═════ Supplied entries
Issue #1493, opened 2018-01-19
[complexview] Colormap dialog histogram not consistant


vallsv:
The colormap histogram is not consistent when using a mix between amplitude and phase.

The colormap range is [-Pi, Pi], while the histogram is the amplitude.

PR #1496, opened 2018-01-19
[plot] Refactoring of ComplexImageView

t20100:
This PR provides a refactoring of `ComplexImageView` widget.
This provides:
- A new plot item: `ImageComplexData`
- The `ComplexImageView` uses this item and part of its API is now a proxy to this item.

This should ease treatment specific to complex (e.g., #1493)

### DIFF
--- a/silx/gui/plot/ComplexImageView.py
+++ b/silx/gui/plot/ComplexImageView.py
@@ -41,144 +41,11 @@ import numpy
 
 from .. import qt, icons
 from .PlotWindow import Plot2D
-from .Colormap import Colormap
 from . import items
+from .items import ImageComplexData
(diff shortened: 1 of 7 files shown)


t20100:
TODO: The `getData` needs caching

t20100:
Caching added to `getData`

vallsv:
LGTM

vallsv:
It would be better to have a reflexivity between `getData/setData`, but as an internal object it's fine.

t20100:
I'm not happy with `ImageComplexData.get|setData` either.
The only point for this solution is that it is compatible with `ImageData.getData` returning a float32 2D array... so with code using it.

PR #1499, opened 2018-01-22
[plot] Fix ColormapDialog for complex images

### LINKED ISSUE #1493: [complexview] Colormap dialog histogram not consistant

t20100:
Merge #1496 first.

This PR adds a specific case to the plot ColormapAction for complex images: If the image is in a mode combining a colormap for the phase and transparency for the amplitude, the histogram is set from the phase in the ColormapDialog.

closes #1493

### DIFF
--- a/silx/gui/plot/actions/control.py
+++ b/silx/gui/plot/actions/control.py
@@ -1,7 +1,7 @@
 # coding: utf-8
 # /*##########################################################################
 #
-# Copyright (c) 2004-2017 European Synchrotron Radiation Facility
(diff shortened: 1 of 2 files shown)


vallsv:
Now the histogram looks good, but the displayed image looks wrong from amp+phase or log(amp)+phase.

t20100:
I've fixed the phase+amplitude display regression (introduced in PR #1496).

vallsv:
LGTM

PR #1500, opened 2018-01-22
[convert] no extra root level

### LINKED ISSUE #1498: [silx convert] Unnecessary group at top level created converting SPEC file
Using the command ``silx convert align.spec -o align.h5`` or ``silx convert align.spec`` the generated HDF5 file contains a top level directory named align.spec that should not be there.

PiRK:
Closes #1498.

Change default behavior : don't add an extra group at the root, unless explicitly requested. 
Remove `--no-root-group` option, add `--add-root-group` option.

After this PR, users should ensure that they are not merging scans with the same scan number.

At the moment the only proper way to merge EDF files is for file series, with the `--file-pattern` option. `silx convert *edf` should only be used with option `--add-root-group`. The same goes for appending EDF files to an existing file. This is because `fabioh5` currently assigns the name `scan_0` to all entries.

### DIFF
--- a/doc/source/applications/convert.rst
+++ b/doc/source/applications/convert.rst
@@ -26,12 +26,16 @@ Usage
 Options
 -------
 
+::
+
   input_files           Input files (EDF, TIFF, SPEC...). When specifying
                         multiple files, you cannot specify both fabio images
                         and SPEC files. Multiple SPEC files will simply be
                         concatenated, with one entry per scan. Multiple image
                         files will be merged into a single entry with a stack
                         of images.
+
+
   -h, --help            show this help message and exit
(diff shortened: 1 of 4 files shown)


vasole:
- ``silx convert *edf`` should have the same behavior as specifying a list of edf files by using --file-pattern
- we should check that the list of files have the same extension (it can be no extension) to make sure no different types are mixed and raise an exception as soon as possible
- as it is written now, if a file is missing in the file pattern, it is skipped with no error and no warning. At least one of the should be there (error or warning).

PiRK:
The only remaining issue is your last point: print an error when a number is missing in a file series. I'm still trying to figure out a good way to do that, without adding too much complexity to the code.

PR #1531, opened 2018-01-29
Load hdf5plugin before h5py

### LINKED ISSUE #1528: [silx view] hdf5plugin not installed message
══════════
### Work item
Write out the records. Leave nothing out and change nothing.

### Answer box
Issue #1493, opened 2018-01-19
[complexview] Colormap dialog histogram not consistant


vallsv:
The colormap histogram is not consistent when using a mix between amplitude and phase.

The colormap range is [-Pi, Pi], while the histogram is the amplitude.

PR #1496, opened 2018-01-19
[plot] Refactoring of ComplexImageView

t20100:
This PR provides a refactoring of `ComplexImageView` widget.
This provides:
- A new plot item: `ImageComplexData`
- The `ComplexImageView` uses this item and part of its API is now a proxy to this item.

This should ease treatment specific to complex (e.g., #1493)

### DIFF
--- a/silx/gui/plot/ComplexImageView.py
+++ b/silx/gui/plot/ComplexImageView.py
@@ -41,144 +41,11 @@ import numpy
 
 from .. import qt, icons
 from .PlotWindow import Plot2D
-from .Colormap import Colormap
 from . import items
+from .items import ImageComplexData
(diff shortened: 1 of 7 files shown)


t20100:
TODO: The `getData` needs caching

t20100:
Caching added to `getData`

vallsv:
LGTM

vallsv:
It would be better to have a reflexivity between `getData/setData`, but as an internal object it's fine.

t20100:
I'm not happy with `ImageComplexData.get|setData` either.
The only point for this solution is that it is compatible with `ImageData.getData` returning a float32 2D array... so with code using it.

PR #1499, opened 2018-01-22
[plot] Fix ColormapDialog for complex images

### LINKED ISSUE #1493: [complexview] Colormap dialog histogram not consistant

t20100:
Merge #1496 first.

This PR adds a specific case to the plot ColormapAction for complex images: If the image is in a mode combining a colormap for the phase and transparency for the amplitude, the histogram is set from the phase in the ColormapDialog.

closes #1493

### DIFF
--- a/silx/gui/plot/actions/control.py
+++ b/silx/gui/plot/actions/control.py
@@ -1,7 +1,7 @@
 # coding: utf-8
 # /*##########################################################################
 #
-# Copyright (c) 2004-2017 European Synchrotron Radiation Facility
(diff shortened: 1 of 2 files shown)


vallsv:
Now the histogram looks good, but the displayed image looks wrong from amp+phase or log(amp)+phase.

t20100:
I've fixed the phase+amplitude display regression (introduced in PR #1496).

vallsv:
LGTM

PR #1500, opened 2018-01-22
[convert] no extra root level

### LINKED ISSUE #1498: [silx convert] Unnecessary group at top level created converting SPEC file
Using the command ``silx convert align.spec -o align.h5`` or ``silx convert align.spec`` the generated HDF5 file contains a top level directory named align.spec that should not be there.

PiRK:
Closes #1498.

Change default behavior : don't add an extra group at the root, unless explicitly requested. 
Remove `--no-root-group` option, add `--add-root-group` option.

After this PR, users should ensure that they are not merging scans with the same scan number.

At the moment the only proper way to merge EDF files is for file series, with the `--file-pattern` option. `silx convert *edf` should only be used with option `--add-root-group`. The same goes for appending EDF files to an existing file. This is because `fabioh5` currently assigns the name `scan_0` to all entries.

### DIFF
--- a/doc/source/applications/convert.rst
+++ b/doc/source/applications/convert.rst
@@ -26,12 +26,16 @@ Usage
 Options
 -------
 
+::
+
   input_files           Input files (EDF, TIFF, SPEC...). When specifying
                         multiple files, you cannot specify both fabio images
                         and SPEC files. Multiple SPEC files will simply be
                         concatenated, with one entry per scan. Multiple image
                         files will be merged into a single entry with a stack
                         of images.
+
+
   -h, --help            show this help message and exit
(diff shortened: 1 of 4 files shown)


vasole:
- ``silx convert *edf`` should have the same behavior as specifying a list of edf files by using --file-pattern
- we should check that the list of files have the same extension (it can be no extension) to make sure no different types are mixed and raise an exception as soon as possible
- as it is written now, if a file is missing in the file pattern, it is skipped with no error and no warning. At least one of the should be there (error or warning).

PiRK:
The only remaining issue is your last point: print an error when a number is missing in a file series. I'm still trying to figure out a good way to do that, without adding too much complexity to the code.

PR #1531, opened 2018-01-29
Load hdf5plugin before h5py

### LINKED ISSUE #1528: [silx view] hdf5plugin not installed message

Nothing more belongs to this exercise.